Complete the following set of exercises to solidify your knowledge of parsing RSS feeds and extracting information from them.

In [1]:
import feedparser

### 1. Use feedparser to parse the following RSS feed URL.

In [2]:
url = 'http://feeds.feedburner.com/oreilly/radar/atom'

In [3]:
feedburner = feedparser.parse(url)

### 2. Obtain a list of components (keys) that are available for this feed.

In [18]:
feedburner.keys()

dict_keys(['feed', 'entries', 'bozo', 'headers', 'etag', 'updated', 'updated_parsed', 'href', 'status', 'encoding', 'version', 'namespaces'])

### 3. Obtain a list of components (keys) that are available for the *feed* component of this RSS feed.

In [19]:
feedburner.feed.keys()

dict_keys(['title', 'title_detail', 'links', 'link', 'subtitle', 'subtitle_detail', 'updated', 'updated_parsed', 'language', 'sy_updateperiod', 'sy_updatefrequency', 'generator_detail', 'generator', 'feedburner_info', 'geo_lat', 'geo_long', 'feedburner_emailserviceid', 'feedburner_feedburnerhostname'])

### 4. Extract and print the feed title, subtitle, author, and link.

In [34]:
for key in feedburner.feed.keys():
    if key in ['title', 'subtitle', 'author', 'link']:
        print(feedburner.feed[key])

Radar
https://www.oreilly.com/radar
Now, next, and beyond: Tracking need-to-know trends at the intersection of business and technology


### 5. Count the number of entries that are contained in this RSS feed.

In [39]:
len(feedburner.entries)

60

### 6. Obtain a list of components (keys) available for an entry.

*Hint: Remember to index first before requesting the keys*

In [40]:
feedburner.entries[0].keys()

dict_keys(['title', 'title_detail', 'links', 'link', 'comments', 'published', 'published_parsed', 'authors', 'author', 'author_detail', 'tags', 'id', 'guidislink', 'summary', 'summary_detail', 'content', 'wfw_commentrss', 'slash_comments', 'feedburner_origlink'])

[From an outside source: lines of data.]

PR #2440, opened 2022-06-03
Add SourceSeparationBundle to prototype

nateanl:
- Add SourceSeparationBundle class for source separation pipeline
- Add `CONVTASNET_BASE_LIBRI2MIX` that is trained on Libri2Mix dataset.
- Add integration test with example mixture audio and expected scale-invariant signal-to-distortion ratio (Si-SDR) score. The test computes the Si-SDR score with permutation-invariant training (PIT) criterion for all permutations of sources and use the highest value as the final output. The test verifies if the score is equal to or larger than the expected value.

### DIFF
--- a/test/integration_tests/conftest.py
+++ b/test/integration_tests/conftest.py
@@ -40,15 +40,11 @@ _FILES = {
     "fr": "20121212-0900-PLENARY-5-fr_20121212-11_37_04_10.flac",
     "it": "20170516-0900-PLENARY-16-it_20170516-18_56_31_1.flac",
 }
-_MIXTURE_FILES = {
-    "speech_separation": "mixture_3729-6852-0037_8463-287645-0000.wav",
-}
-_CLEAN_FILES = {
-    "speech_separation": [
-        "s1_3729-6852-0037_8463-287645-0000.wav",
-        "s2_3729-6852-0037_8463-287645-0000.wav",
-    ],
-}
+_MIXTURE_FILE = "mixture_3729-6852-0037_8463-287645-0000.wav"
+_CLEAN_FILES = [
+    "s1_3729-6852-0037_8463-287645-0000.wav",
+    "s2_3729-6852-0037_8463-287645-0000.wav",
+]
 
 
 @pytest.fixture
@@ -63,24 +59,16 @@ def sample_speech(tmp_path, lang):
 
 
 @pytest.fixture
-def mixture_source(tmp_path, task):
-    if task not in _MIXTURE_FILES:
-        raise NotImplementedError(f"Unexpected task: {task}")
-    path = tmp_path.parent / _MIXTURE_FILES[task]
-    if not path.exists():
-        torchaudio.utils.download_asset(f"test-assets/{_MIXTURE_FILES[task]}", path=path)
+def mixture_source():
+    path = torchaudio.utils.download_asset(f"test-assets/{_MIXTURE_FILE}")
     return path
 
 
 @pytest.fixture
-def clean_sources(tmp_path, task):
-    if task not in _CLEAN_FILES:
-        raise NotImplementedError(f"Unexpected task: {task}")
+def clean_sources():
     paths = []
-    for file in _CLEAN_FILES[task]:
-        path = tmp_path.parent / file
-        if not path.exists():
-            torchaudio.utils.download_asset(f"test-assets/{file}", path=path)
+    for file in _CLEAN_FILES:
+        path = torchaudio.utils.download_asset(f"test-assets/{file}")
         paths.append(path)
     return paths
 
--- a/test/integration_tests/conftest.py
+++ b/test/integration_tests/conftest.py
@@ -40,8 +40,12 @@ _FILES = {
     "fr": "20121212-0900-PLENARY-5-fr_20121212-11_37_04_10.flac",
     "it": "20170516-0900-PLENARY-16-it_20170516-18_56_31_1.flac",
 }
-_MIXTURE_FILENAME = "mix_3729-6852-0037_8463-287645-0000.wav"
-_EXPECTED_FILENAME = "expected_3729-6852-0037_8463-287645-0000.pt"
+_MIXTURE_FILES = {
+    "speech_separation": "mix_3729-6852-0037_8463-287645-0000.wav",
+}
+_EXPECTED_TENSORS = {
+    "speech_separation": "expected_3729-6852-0037_8463-287645-0000.pt",
+}
 
 
 @pytest.fixture
@@ -56,18 +60,22 @@ def sample_speech(tmp_path, lang):
 
 
 @pytest.fixture
-def mixture_speech(tmp_path):
-    path = tmp_path.parent / _MIXTURE_FILENAME
+def mixture_speech(tmp_path, task):
+    if task not in _MIXTURE_FILES:
+        raise NotImplementedError(f"Unexpected task: {task}")
+    path = tmp_path.parent / _MIXTURE_FILES[task]
     if not path.exists():
-        torchaudio.utils.download_asset(f"test-assets/{_MIXTURE_FILENAME}", path=path)
+        torchaudio.utils.download_asset(f"test-assets/{_MIXTURE_FILES[task]}", path=path)
     return path
 
 
 @pytest.fixture
-def expected_tensor(tmp_path):
-    path = tmp_path.parent / _EXPECTED_FILENAME
+def expected_tensor(tmp_path, task):
+    if task not in _EXPECTED_TENSORS:
+        raise NotImplementedError(f"Unexpected task: {task}")
+    path = tmp_path.parent / _EXPECTED_TENSORS[task]
     if not path.exists():
-        torchaudio.utils.download_asset(f"test-assets/{_EXPECTED_FILENAME}", path=path)
+        torchaudio.utils.download_asset(f"test-assets/{_EXPECTED_TENSORS[task]}", path=path)
     return path
 
 
--- a/test/integration_tests/conftest.py
+++ b/test/integration_tests/conftest.py
@@ -1,3 +1,5 @@
+import os
+
 import pytest
 import torch
 import torchaudio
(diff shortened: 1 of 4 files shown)


test/integration_tests/conftest.py
```diff
@@ -40,6 +40,8 @@ def ctc_decoder():
     "fr": "20121212-0900-PLENARY-5-fr_20121212-11_37_04_10.flac",
     "it": "20170516-0900-PLENARY-16-it_20170516-18_56_31_1.flac",
 }
+_MIXTURE_FILENAME = "mix_3729-6852-0037_8463-287645-0000.wav"
+_EXPECTED_FILENAME = "expected_3729-6852-0037_8463-287645-0000.pt"
```
mthrok, line 44: This approach is problematic for couple of reasons;
1. The data is not easily recoverable.
2. The internal change of PyTorch can break this test anytime, and it is almost impossible to track down the exact reason, nor we want to spend time on it.

These are the reasons why TTS integration test does not have this kind of assertion.
I recommend to find alternative (not equivalent) way to gauge the correctness of the model.

torchaudio/prototype/pipelines/source_separation_pipeline.py
```diff
@@ -0,0 +1,93 @@
...
+        >>> # Apply source separation on mixture audio.
+        >>> for i, data in enumerate(dataset):
+        >>>     sample_rate, mixture, clean_sources = data
+        >>>     # Make sure the shape of input suits the model requirement.
+        >>>     mixture = mixture.reshape(1, 1, -1)
+        >>>     estimated_sources = separator(mixture)
+        >>>     score = si_snr_pit(estimated_sources, clean_sources) # for demonstration
+        >>>     print(f"Si-SNR score is : {score}.)
+        >>>     break
+        >>> 16.24
```
skim0514, line 56:
```suggestion
        >>> Si-SNR score is : 16.24.
```

torchaudio/prototype/pipelines/source_separation_pipeline.py
```diff
@@ -0,0 +1,93 @@
...
+class _Separator(torch.nn.Module):
+    def __init__(self, model: torch.nn.Module):
+        super().__init__()
+        self.model = model
+
+    def forward(self, feature: torch.Tensor) -> torch.Tensor:
+        """Separates the input mixture speech into different sources.
+
+        Args:
+            input (torch.Tensor): input tensor with dimensions `[batch, time]`.
```
skim0514, line 20: Is it possible to generalize shape for future inputs that could include things like num_channels

torchaudio/prototype/pipelines/source_separation_pipeline.py
```diff
@@ -0,0 +1,93 @@
...
+from torchaudio.prototype.models import conv_tasnet_base
+
+
+class _Separator(torch.nn.Module):
+    def __init__(self, model: torch.nn.Module):
+        super().__init__()
+        self.model = model
+
+    def forward(self, feature: torch.Tensor) -> torch.Tensor:
+        """Separates the input mixture speech into different sources.
```
skim0514, line 17:
```suggestion
        """Separates the input mixture audio into different sources.
```

test/integration_tests/source_separation_pipeline_test.py
```diff
@@ -0,0 +1,42 @@
...
+        [CONVTASNET_BASE_LIBRI2MIX, "speech_separation"],
+    ],
+)
+def test_source_separation_models(bundle, task, mixture_speech, expected_tensor):
+    """Smoke test of source separation pipeline"""
+    separator = bundle.get_separator()
+    mixture_speech, sample_rate = torchaudio.load(mixture_speech)
+    expected_tensor = torch.load(expected_tensor)
+    mixture_speech = mixture_speech.reshape(1, 1, -1)
+    estimated_sources = separator(mixture_speech)
```
carolineechen, line 19: would it be sufficient/better to test that `expected_tensor` and `estimated_sources` are equal?

test/integration_tests/source_separation_pipeline_test.py
```diff
@@ -0,0 +1,42 @@
...
+    "bundle,task",
+    [
+        [CONVTASNET_BASE_LIBRI2MIX, "speech_separation"],
+    ],
+)
+def test_source_separation_models(bundle, task, mixture_speech, expected_tensor):
+    """Smoke test of source separation pipeline"""
+    separator = bundle.get_separator()
+    mixture_speech, sample_rate = torchaudio.load(mixture_speech)
+    expected_tensor = torch.load(expected_tensor)
```
mthrok, line 17: Please do not use serialized tensor, rather use regular audio for this

test/integration_tests/conftest.py
```diff
@@ -40,6 +40,12 @@ def ctc_decoder():
     "fr": "20121212-0900-PLENARY-5-fr_20121212-11_37_04_10.flac",
     "it": "20170516-0900-PLENARY-16-it_20170516-18_56_31_1.flac",
 }
+_MIXTURE_FILES = {
+    "speech_separation": "mix_3729-6852-0037_8463-287645-0000.wav",
+}
+_EXPECTED_TENSORS = {
+    "speech_separation": "expected_3729-6852-0037_8463-287645-0000.pt",
```
mthrok, line 47: Please replace with this regular audio format.

test/integration_tests/source_separation_pipeline_test.py
mthrok: @carolineechen It's not the randomness that is an issue, but the fact that future minor changes in PyTorch would slightly change the result from time to time.

Using reference from a past run and comparing against it is not maintainable. It will suddenly break due to some change in core that happens in deep down of some BLAS routine change.

test/integration_tests/conftest.py
nateanl: The reason why I used tensor before is the output waveform has large values, after saving it to audio file it causes clipping.

Let me try to save the normalized waveform to see if the peak frequency test can pass.

mthrok: In that case, I think it makes more sense to compare against the ground truth audio, and apply threshold to the SNR between original reference and result.

nateanl: So rather than uploading the estimated waveforms, we can upload the ground truth waveforms and compute the SNR scores then compare it with a given values? Makes sense to me.
Can we use third-party library for metric computation, for example, `mir_eval`?

test/integration_tests/source_separation_pipeline_test.py
nateanl: hmm actually when I compared the waveforms on CI, the current test already failed, but I guess the error is tolerable if we set up a threshold the test can pass.

test/integration_tests/conftest.py
```diff
@@ -53,6 +62,29 @@ def sample_speech(tmp_path, lang):
     return path
 
 
+@pytest.fixture
+def mixture_source(tmp_path, task):
```
mthrok, line 66: Please get rid of `task` parameterization as there is only one at the moment. We can add it when it becomes absolutely necessary.

test/integration_tests/conftest.py
```diff
@@ -53,6 +62,29 @@ def sample_speech(tmp_path, lang):
...
+
+@pytest.fixture
+def clean_sources(tmp_path, task):
+    if task not in _CLEAN_FILES:
+        raise NotImplementedError(f"Unexpected task: {task}")
+    paths = []
+    for file in _CLEAN_FILES[task]:
+        path = tmp_path.parent / file
+        if not path.exists():
+            torchaudio.utils.download_asset(f"test-assets/{file}", path=path)
```
mthrok, line 83: Since this is using `torchaudio.utils.download_asset`, `tmp_path` is not necessary. `download_asset` function will resolve the path for you.

test/integration_tests/source_separation_pipeline_test.py
```diff
@@ -0,0 +1,38 @@
...
+import torch
+import torchaudio
+from torchaudio.prototype.pipelines import CONVTASNET_BASE_LIBRI2MIX
+
+
+sys.path.append(os.path.join(os.path.dirname(__file__), "..", "..", "examples"))
+from source_separation.utils.metrics import PIT, sdr
+
+BUNDLE = CONVTASNET_BASE_LIBRI2MIX
+EXPECTED_SCORE = 8.1373
```
mthrok, line 13: Please put these in test function. they should not be module-level global.

torchaudio/prototype/pipelines/source_separation_pipeline.py
```diff
@@ -0,0 +1,72 @@
...
+    _sample_rate: int
+
+    @property
+    def sample_rate(self) -> int:
+        """Sample rate (in cycles per second) of input waveforms.
+        :type: int
+        """
+        return self._sample_rate
+
+    def get_separator(self) -> torch.nn.Module:
```
mthrok, line 53: Can we call this `get_model`? `separator` does not sound common, and there is no other structure related to this bundle.

test/integration_tests/conftest.py
```diff
@@ -53,6 +58,21 @@ def sample_speech(tmp_path, lang):
     return path
 
 
+@pytest.fixture
+def mixture_source():
+    path = torchaudio.utils.download_asset(f"test-assets/{_MIXTURE_FILE}")
```
mthrok, line 63: The use of slash prevents this test from running in Windows. Can you use os.path or pathlib?

torchaudio/prototype/pipelines/source_separation_pipeline.py
```diff
@@ -0,0 +1,72 @@
...
+
+
+CONVTASNET_BASE_LIBRI2MIX = SourceSeparationBundle(
+    _model_path="models/conv_tasnet_base_libri2mix.pt",
+    _model_factory_func=partial(conv_tasnet_base, num_sources=2),
+    _sample_rate=8000,
+)
+CONVTASNET_BASE_LIBRI2MIX.__doc__ = """Pre-trained ConvTasNet pipeline for source separation.
+    The underlying model is constructed by :py:func:`torchaudio.prototyoe.models.conv_tasnet_base`
+    and utilizes weights trained on Libri2Mix using training script ``lightning_train.py``
```
mthrok, line 69: Can you add citation to Libri2Mix dataset?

### 7. Extract a list of entry titles.

In [43]:
lst=[]
for entry in feedburner.entries:
    lst.append(entry.title)

### 8. Calculate the percentage of "Four short links" entry titles.

In [48]:
c = 0
for element in lst:
    if 'Four short' in element:
        c+=1
print(f'{(c/len(lst))*100}')

51.66666666666667


### 9. Create a Pandas data frame from the feed's entries.

In [51]:
import pandas as pd

In [58]:
df = pd.DataFrame(feedburner.entries)

### 10. Count the number of entries per author and sort them in descending order.

In [63]:
df['author'].value_counts()

Nat Torkington                                    32
Mike Loukides                                     16
                                                   4
Q Ethan McCallum and Mike Loukides                 1
Justin Norman and Mike Loukides                    1
Kevlin Henney                                      1
Matthew Rocklin and Hugo Bowne-Anderson            1
Q Ethan McCallum, Chris Butler and Shane Glynn     1
Patrick Hall and Ayoub Ouederni                    1
Tim O’Reilly                                       1
Alex Castrounis                                    1
Name: author, dtype: int64

### 11. Add a new column to the data frame that contains the length (number of characters) of each entry title. Return a data frame that contains the title, author, and title length of each entry in descending order (longest title length at the top).

In [77]:
df['Number of characters'] = df['title'].str.len()

df[['title','author','Number of characters']].sort_values('Number of characters',ascending=False)

Unnamed: 0,title,author,Number of characters
58,Why Best-of-Breed is a Better Choice than All-...,Matthew Rocklin and Hugo Bowne-Anderson,79
8,"Where Programming, Ops, AI, and the Cloud are ...",Mike Loukides,60
5,5 infrastructure and operations trends to watc...,,55
14,O’Reilly’s top 20 live online training courses...,,54
4,5 things on our data and AI radar for 2021,,42
9,Seven Legal Questions for Data Scientists,Patrick Hall and Ayoub Ouederni,41
0,The End of Silicon Valley as We Know It?,Tim O’Reilly,40
36,AI Product Management After Deployment,Justin Norman and Mike Loukides,38
52,Radar trends to watch: September 2020,Mike Loukides,37
7,Radar trends to watch: February 2021,Mike Loukides,36


### 12. Create a list of entry titles whose summary includes the phrase "machine learning."

In [103]:
df[df[['summary']].apply( (lambda row: True if 'machine learning' in row['summary'] else False) ,  axis=1 )]['title']

9    Seven Legal Questions for Data Scientists
Name: title, dtype: object